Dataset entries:
◆ ◆ ◆

PR #366, opened 2024-03-11
Add root workflow execution to WorkflowExecutionStartedEventAttributes

rodrigozhou:
**What changed?**
Add fields for root workflow execution.

The root workflow execution is defined as follows:
1. A workflow without parent workflow is its own root workflow.
2. A workflow that has a parent workflow has the same root workflow as its parent workflow.

Examples:
- Scenario 1: Workflow W1 starts child workflow W2, and W2 starts child workflow W3.
  - The root workflow of all three workflows is W1.
- Scenario 2: Workflow W1 starts child workflow W2, and W2 continued as new W3.
  - The root workflow of all three workflows is W1.
- Scenario 3: Workflow W1 continued as W2.
  - The root workflow of W1 is W1 and the root workflow of W2 is W2.

**Why?**

**Breaking changes**

### DIFF
--- a/temporal/api/history/v1/message.proto
+++ b/temporal/api/history/v1/message.proto
@@ -107,6 +107,25 @@ message WorkflowExecutionStartedEventAttributes {
 
     // Completion callbacks attached when this workflow was started.
     repeated temporal.api.common.v1.Callback completion_callbacks = 30;
+
+    // Contains information about the root workflow execution.
+    // The root workflow execution is defined as follows:
+    // 1. A workflow without parent workflow is its own root workflow.
+    // 2. A workflow that has a parent workflow has the same root workflow as its parent workflow.
+    // Note: workflows continued as new or reseted may or may not have parents, check examples below.
+    //
+    // Examples:
+    //   Scenario 1: Workflow W1 starts child workflow W2, and W2 starts child workflow W3.
+    //     - The root workflow of all three workflows is W1.
+    //   Scenario 2: Workflow W1 starts child workflow W2, and W2 continued as new W3.
+    //     - The root workflow of all three workflows is W1.
+    //   Scenario 3: Workflow W1 continued as new W2.
+    //     - The root workflow of W1 is W1 and the root workflow of W2 is W2.
+    //   Scenario 4: Workflow W1 starts child workflow W2, and W2 is reseted, creating W3
+    //     - The root workflow of all three workflows is W1.
+    //   Scenario 5: Workflow W1 is reseted, creating W2.
+    //     - The root workflow of W1 is W1 and the root workflow of W2 is W2.
+    temporal.api.common.v1.WorkflowExecution root_workflow_execution = 31;
 }
 
 message WorkflowExecutionCompletedEventAttributes {
--- a/openapi/openapiv2.json
+++ b/openapi/openapiv2.json
@@ -7848,6 +7848,10 @@
         "executionDuration": {
           "type": "string",
           "description": "Workflow execution duration is defined as difference between close time and execution time.\nThis field is only populated if the workflow is closed."
+        },
+        "rootExecution": {
+          "$ref": "#/definitions/v1WorkflowExecution",
+          "description": "Contains information about the root workflow execution.\nThe root workflow execution is defined as follows:\n1. A workflow without parent workflow is its own root workflow.\n2. A workflow that has a parent workflow has the same root workflow as its parent workflow.\nNote: workflows continued as new or reseted may or may not have parents, check examples below.\n\nExamples:\n  Scenario 1: Workflow W1 starts child workflow W2, and W2 starts child workflow W3.\n    - The root workflow of all three workflows is W1.\n  Scenario 2: Workflow W1 starts child workflow W2, and W2 continued as new W3.\n    - The root workflow of all three workflows is W1.\n  Scenario 3: Workflow W1 continued as new W2.\n    - The root workflow of W1 is W1 and the root workflow of W2 is W2.\n  Scenario 4: Workflow W1 starts child workflow W2, and W2 is reseted, creating W3\n    - The root workflow of all three workflows is W1.\n  Scenario 5: Workflow W1 is reseted, creating W2.\n    - The root workflow of W1 is W1 and the root workflow of W2 is W2."
         }
       }
     },
@@ -7999,6 +8003,10 @@
             "$ref": "#/definitions/v1Callback"
           },
           "description": "Completion callbacks attached when this workflow was started."
+        },
+        "rootWorkflowExecution": {
+          "$ref": "#/definitions/v1WorkflowExecution",
+          "description": "Contains information about the root workflow execution.\nThe root workflow execution is defined as follows:\n1. A workflow without parent workflow is its own root workflow.\n2. A workflow that has a parent workflow has the same root workflow as its parent workflow.\nNote: workflows continued as new or reseted may or may not have parents, check examples below.\n\nExamples:\n  Scenario 1: Workflow W1 starts child workflow W2, and W2 starts child workflow W3.\n    - The root workflow of all three workflows is W1.\n  Scenario 2: Workflow W1 starts child workflow W2, and W2 continued as new W3.\n    - The root workflow of all three workflows is W1.\n  Scenario 3: Workflow W1 continued as new W2.\n    - The root workflow of W1 is W1 and the root workflow of W2 is W2.\n  Scenario 4: Workflow W1 starts child workflow W2, and W2 is reseted, creating W3\n    - The root workflow of all three workflows is W1.\n  Scenario 5: Workflow W1 is reseted, creating W2.\n    - The root workflow of W1 is W1 and the root workflow of W2 is W2."
         }
       },
       "title": "Always the first event in workflow history"
--- a/openapi/openapiv3.yaml
+++ b/openapi/openapiv3.yaml
@@ -5766,6 +5766,27 @@ components:
           description: |-
             Workflow execution duration is defined as difference between close time and execution time.
              This field is only populated if the workflow is closed.
+        rootExecution:
+          allOf:
+            - $ref: '#/components/schemas/WorkflowExecution'
+          description: |-
+            Contains information about the root workflow execution.
+             The root workflow execution is defined as follows:
+             1. A workflow without parent workflow is its own root workflow.
+             2. A workflow that has a parent workflow has the same root workflow as its parent workflow.
+             Note: workflows continued as new or reseted may or may not have parents, check examples below.
+
+             Examples:
+               Scenario 1: Workflow W1 starts child workflow W2, and W2 starts child workflow W3.
+                 - The root workflow of all three workflows is W1.
+               Scenario 2: Workflow W1 starts child workflow W2, and W2 continued as new W3.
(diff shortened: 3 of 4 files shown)


dandavison:
Could you add some documentation to the code explaining what the fields are and how they should be used? (Also the PR itself doesn't have any explanation, but that could come from the code comments in a proto API PR).

temporal/api/history/v1/message.proto
```diff
@@ -107,6 +107,10 @@ message WorkflowExecutionStartedEventAttributes {
 
     // Completion callbacks attached when this workflow was started.
     repeated temporal.api.common.v1.Callback completion_callbacks = 30;
+
+    string root_workflow_namespace = 31;
+    string root_workflow_namespace_id = 32;
+    temporal.api.common.v1.WorkflowExecution root_workflow_execution = 33;
```
cretz, line 113:
```suggestion
    string root_namespace = 31;
    string root_execution_run_id = 32;
```

So I think this makes sense to me. We don't store the namespace today and we should, and we don't store the first workflow in the chain and we should. Questions:

* Do we have to have the namespace_id?
* Do we have to have the word `workflow` in the field names?
* Do we need the workflow ID in the execution? When would it ever be different from field 28 here?
* Can you provide user documentation/comments above these fields for what they are?

temporal/api/history/v1/message.proto
```diff
@@ -107,6 +107,8 @@ message WorkflowExecutionStartedEventAttributes {
 
     // Completion callbacks attached when this workflow was started.
     repeated temporal.api.common.v1.Callback completion_callbacks = 30;
+
+    temporal.api.common.v1.WorkflowExecution root_workflow_execution = 31;
```
cretz, line 111: Had some other questions on another comment, but stuff has changed since. Questions:

* Do we need the workflow ID in the execution? When would it ever be different from field 28 here?
* Do we need the run ID in the execution? When would it ever be different from field 16 here?
* Can you provide user documentation/comments above these fields for what they are?

temporal/api/history/v1/message.proto
rodrigozhou: I removed the namespace fields because it's always the same as the current workflow execution.

temporal/api/history/v1/message.proto
rodrigozhou: I added a comment explaining the field. Let me know if it's not clear enough.

temporal/api/history/v1/message.proto
```diff
@@ -107,6 +107,9 @@ message WorkflowExecutionStartedEventAttributes {
 
     // Completion callbacks attached when this workflow was started.
     repeated temporal.api.common.v1.Callback completion_callbacks = 30;
+
+    // Root workflow execution corresponds to the last node in the parent workflow execution chain.
+    temporal.api.common.v1.WorkflowExecution root_workflow_execution = 31;
```
dandavison, line 112: It's not clear to me what "last" means here. Is a "parent workflow execution chain" the tree structure that results from child workflow relationships? The PR should have an introduction that explains this (or should link to a PR or issue where it's explained).

temporal/api/history/v1/message.proto
cretz: Unresolving. You missed my other two questions.

temporal/api/history/v1/message.proto
cretz: You missed the third question here

temporal/api/history/v1/message.proto
rodrigozhou: Both workflow ID and run ID are needed as they can be different from the fields you mentioned. Root workflow execution is related to the child workflow execution, not continue as new.

temporal/api/history/v1/message.proto
rodrigozhou: Updated PR with detailed explanation of root workflow execution.
Let me know if it's clear now.

temporal/api/history/v1/message.proto
```diff
@@ -107,6 +107,20 @@ message WorkflowExecutionStartedEventAttributes {
...
+    // 2. A workflow that has a parent workflow has the same root workflow as its parent workflow.
+    //
+    // Examples:
+    //   Scenario 1: Workflow W1 starts child workflow W2, and W2 starts child workflow W3.
+    //     - The root workflow of all three workflows is W1.
+    //   Scenario 2: Workflow W1 starts child workflow W2, and W2 continued as new W3.
+    //     - The root workflow of all three workflows is W1.
+    //   Scenario 3: Workflow W1 continued as W2.
+    //     - The root workflow of W1 is W1 and the root workflow of W2 is W2.
+    temporal.api.common.v1.WorkflowExecution root_workflow_execution = 31;
```
dnr, line 123: I think some of this may have been discussed last week but just to include it on the PR:

How does this interact with reset? In general we don't have "current run id" on the WorkflowExecutionStartedEvent or available to workflow logic because it changes on reset, and we fork history so we can't rewrite event 1. It seems like this would have the same problem, i.e.:
- Workflow W1 runs 10 tasks.
- It gets reset to task 5, creating W1b.
- Question: based on the definition, the root workflow of W1b is W1b, since it has no parent. But its start event will contain W1, not W1b.
- After 5 more tasks, W1b starts child W2.
- Question: What is the root of W2, is it W1 or W1b?

yycptt: 👍 Reset is also the reason why current workflow's runID is not stored in the started event. 
It feels like we need some special representation when root workflow is itself, like nil. If we want a better customer experience, when this field is nil, server it populates it with the right runID before returning the result. (this will make server logic more complex though)

re. reset + start child, I think it should be W1b.

cretz, line 123: Traditionally people have manually walked the chain to get parents (and still have to even with this change because this only gives top-level while increasing history size). Can you help me understand the impetus for this addition? Just trying to get an idea of the use case.

temporal/api/history/v1/message.proto
```diff
@@ -107,6 +107,20 @@ message WorkflowExecutionStartedEventAttributes {
...
+    // 1. A workflow without parent workflow is its own root workflow.
+    // 2. A workflow that has a parent workflow has the same root workflow as its parent workflow.
+    //
+    // Examples:
+    //   Scenario 1: Workflow W1 starts child workflow W2, and W2 starts child workflow W3.
+    //     - The root workflow of all three workflows is W1.
+    //   Scenario 2: Workflow W1 starts child workflow W2, and W2 continued as new W3.
+    //     - The root workflow of all three workflows is W1.
+    //   Scenario 3: Workflow W1 continued as W2.
+    //     - The root workflow of W1 is W1 and the root workflow of W2 is W2.
```
dandavison, line 122: Should scenario 3 say "continued as new W2"? Why is root(W2) = W2 in scenario 3 yet root(W3) = W1 in scenario 1? Sorry, I have not read any design document or proposal regarding the new concepts being introduced here; I'm just reviewing as a naive reader of these comments.

rodrigozhou: In scenario 2, the parent of W3 is W2.
In scenario 3, both W1 and W2 have no parents.

dandavison: What is the difference between "continued as new" and "continued as"?

> W2 continued as new W3
> W1 continued as W2

temporal/api/history/v1/message.proto
cretz: Based on what I heard of the original use case, just adding this "root" execution to the main info is enough to satisfy the use case

cretz (approved):
Approving from API POV, but would like to see reset behavior on this field documented (i.e. that it doesn't change across reset if that's the behavior)

temporal/api/history/v1/message.proto
rodrigozhou: That's my typo, I'll fix it before merging.

dandavison: So

```
Scenario 2: W1 --child--> W2 --CAN--> W3
Scenario 3:               W1 --CAN--> W2
```

If `root(W3) = W1` in scenario 2, then I would expect `root(W2) = W1` in scenario 3.

In other words, what I'm inferring from the comments is that both `startChildWorkflow` and `CAN` create a parent-child relationship. (If that is correct then it would be helpful to say that explicitly.)

temporal/api/history/v1/message.proto
```diff
@@ -107,6 +107,20 @@ message WorkflowExecutionStartedEventAttributes {
 
     // Completion callbacks attached when this workflow was started.
     repeated temporal.api.common.v1.Callback completion_callbacks = 30;
+
+    // Contains information about the root workflow execution.
+    // The root workflow execution is defined as follows:
+    // 1. A workflow without parent workflow is its own root workflow.
+    // 2. A workflow that has a parent workflow has the same root workflow as its parent workflow.
```
dandavison, line 114: OK I think I understand. I'm thinking that adding this would help:
```suggestion
    // 2. A workflow that has a parent workflow has the same root workflow as its parent workflow.
    // 3. When a workflow continues-as-new, the parent is retained.
```

temporal/api/history/v1/message.proto
dandavison: Thanks, I think I understand now. I've suggested an addition above.

rodrigozhou: The better visualization is in tree structure:

Scenario 2:
```
   W1
  /
 /
W2 -CAN-> W3
```

Scenario 3:
```
W1 -CAN-> W2
```

In scenario 2, the parent of W3 is W1. Therefore, the root of W3 is W1.
In scenario 3, W2 inherit the parent of W1 which is nil. So, W2 doesn't have a parent, and therefore is its own root.

The definition of root workflow is tied to the definition of parent workflow.

dandavison (approved):
Thanks for explaining! I added an optional suggestion to make it explicit that if `A--CAN-->B` then `parent(B) = parent(A)`.

temporal/api/history/v1/message.proto
rodrigozhou: I'll add as a note. I don't think this would be part of the definition.
I think the definition given by rules 1 and 2 is complete.
Maybe we should clarify in the definition of parent workflow and how this works with continue as new.

temporal/api/history/v1/message.proto
rodrigozhou: Hm, that's an interesting case. I agree that if the top level workflow is reseted, then the new workflow should be its own root.
@yiminc Thoughts?

yiminc: sgtm

temporal/api/history/v1/message.proto
dandavison: Right, I agree that it's not clear that it's required in the definition.

temporal/api/history/v1/message.proto
yycptt: I think today we expose parent information to workflow logic (`workflow.GetInfo(ctx)`). Will we do the same thing for this root execution? 

If so, we'll have to populate those fields before returning the result to SDK. Can be done later as a separate feature though.

rodrigozhou:
The implementation in the Server is here: https://github.com/temporalio/temporal/pull/5520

◆ ◆ ◆

- [Problem] Retype, exactly and in full, the lines above from the one containing "in scenario 3." through the one containing "rodrigozhou: The better".

- [Result of this exercise]
If `root(W3) = W1` in scenario 2, then I would expect `root(W2) = W1` in scenario 3.

In other words, what I'm inferring from the comments is that both `startChildWorkflow` and `CAN` create a parent-child relationship. (If that is correct then it would be helpful to say that explicitly.)

temporal/api/history/v1/message.proto
```diff
@@ -107,6 +107,20 @@ message WorkflowExecutionStartedEventAttributes {
 
     // Completion callbacks attached when this workflow was started.
     repeated temporal.api.common.v1.Callback completion_callbacks = 30;
+
+    // Contains information about the root workflow execution.
+    // The root workflow execution is defined as follows:
+    // 1. A workflow without parent workflow is its own root workflow.
+    // 2. A workflow that has a parent workflow has the same root workflow as its parent workflow.
```
dandavison, line 114: OK I think I understand. I'm thinking that adding this would help:
```suggestion
    // 2. A workflow that has a parent workflow has the same root workflow as its parent workflow.
    // 3. When a workflow continues-as-new, the parent is retained.
```

temporal/api/history/v1/message.proto
dandavison: Thanks, I think I understand now. I've suggested an addition above.

rodrigozhou: The better visualization is in tree structure:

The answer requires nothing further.